● **WHAT YOU WILL DO**
Look through the entries below and report how many lines hold the string "However". Only the number is wanted.
......
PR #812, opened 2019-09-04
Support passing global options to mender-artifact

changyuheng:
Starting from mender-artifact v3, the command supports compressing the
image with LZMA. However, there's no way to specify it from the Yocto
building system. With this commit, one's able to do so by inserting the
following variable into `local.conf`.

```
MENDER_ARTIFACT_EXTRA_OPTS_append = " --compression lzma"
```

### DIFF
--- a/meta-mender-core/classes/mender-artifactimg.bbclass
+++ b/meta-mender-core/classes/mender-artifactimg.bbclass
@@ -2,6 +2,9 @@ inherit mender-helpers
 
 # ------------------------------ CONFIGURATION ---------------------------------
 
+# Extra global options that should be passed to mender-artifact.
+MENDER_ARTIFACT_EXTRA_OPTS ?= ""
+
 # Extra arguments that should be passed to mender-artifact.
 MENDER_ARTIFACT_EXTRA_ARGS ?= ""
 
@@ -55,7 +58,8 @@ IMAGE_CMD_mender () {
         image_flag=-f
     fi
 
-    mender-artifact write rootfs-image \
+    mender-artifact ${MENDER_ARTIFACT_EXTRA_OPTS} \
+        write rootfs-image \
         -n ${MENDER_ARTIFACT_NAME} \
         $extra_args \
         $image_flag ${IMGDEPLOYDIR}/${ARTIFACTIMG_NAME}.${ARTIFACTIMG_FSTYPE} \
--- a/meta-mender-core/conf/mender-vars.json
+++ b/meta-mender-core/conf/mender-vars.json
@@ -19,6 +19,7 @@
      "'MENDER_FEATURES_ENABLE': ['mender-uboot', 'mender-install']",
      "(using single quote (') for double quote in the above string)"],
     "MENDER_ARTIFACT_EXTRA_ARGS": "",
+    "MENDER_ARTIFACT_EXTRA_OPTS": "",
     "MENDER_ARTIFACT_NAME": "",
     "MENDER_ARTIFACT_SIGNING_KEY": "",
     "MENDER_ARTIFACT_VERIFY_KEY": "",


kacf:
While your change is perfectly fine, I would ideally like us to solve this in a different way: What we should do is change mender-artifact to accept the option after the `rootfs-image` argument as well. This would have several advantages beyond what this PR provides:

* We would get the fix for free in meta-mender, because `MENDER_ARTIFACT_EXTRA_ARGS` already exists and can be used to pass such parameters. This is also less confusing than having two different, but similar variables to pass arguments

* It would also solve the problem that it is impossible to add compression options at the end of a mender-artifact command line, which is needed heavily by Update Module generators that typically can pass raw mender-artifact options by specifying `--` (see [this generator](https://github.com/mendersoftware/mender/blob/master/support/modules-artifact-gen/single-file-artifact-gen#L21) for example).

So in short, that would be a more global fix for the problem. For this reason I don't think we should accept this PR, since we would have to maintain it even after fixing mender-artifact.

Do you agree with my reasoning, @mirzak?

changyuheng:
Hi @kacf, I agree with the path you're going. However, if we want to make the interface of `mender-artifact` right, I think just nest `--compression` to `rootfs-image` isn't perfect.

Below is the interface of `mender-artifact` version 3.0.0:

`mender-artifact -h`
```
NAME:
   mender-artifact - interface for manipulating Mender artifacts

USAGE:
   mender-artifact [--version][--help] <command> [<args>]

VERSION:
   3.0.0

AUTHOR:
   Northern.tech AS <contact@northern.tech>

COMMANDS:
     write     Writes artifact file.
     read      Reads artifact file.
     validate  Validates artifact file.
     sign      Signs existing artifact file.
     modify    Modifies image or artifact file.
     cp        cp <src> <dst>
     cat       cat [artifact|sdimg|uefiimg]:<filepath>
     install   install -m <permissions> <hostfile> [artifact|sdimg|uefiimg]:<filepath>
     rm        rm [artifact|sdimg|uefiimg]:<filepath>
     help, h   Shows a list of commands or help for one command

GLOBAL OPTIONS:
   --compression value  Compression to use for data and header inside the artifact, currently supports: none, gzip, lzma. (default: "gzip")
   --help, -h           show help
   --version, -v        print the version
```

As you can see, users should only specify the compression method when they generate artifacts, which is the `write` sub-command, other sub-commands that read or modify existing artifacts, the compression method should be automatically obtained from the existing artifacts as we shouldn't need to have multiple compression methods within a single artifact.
......
● **ANSWER SPACE**
2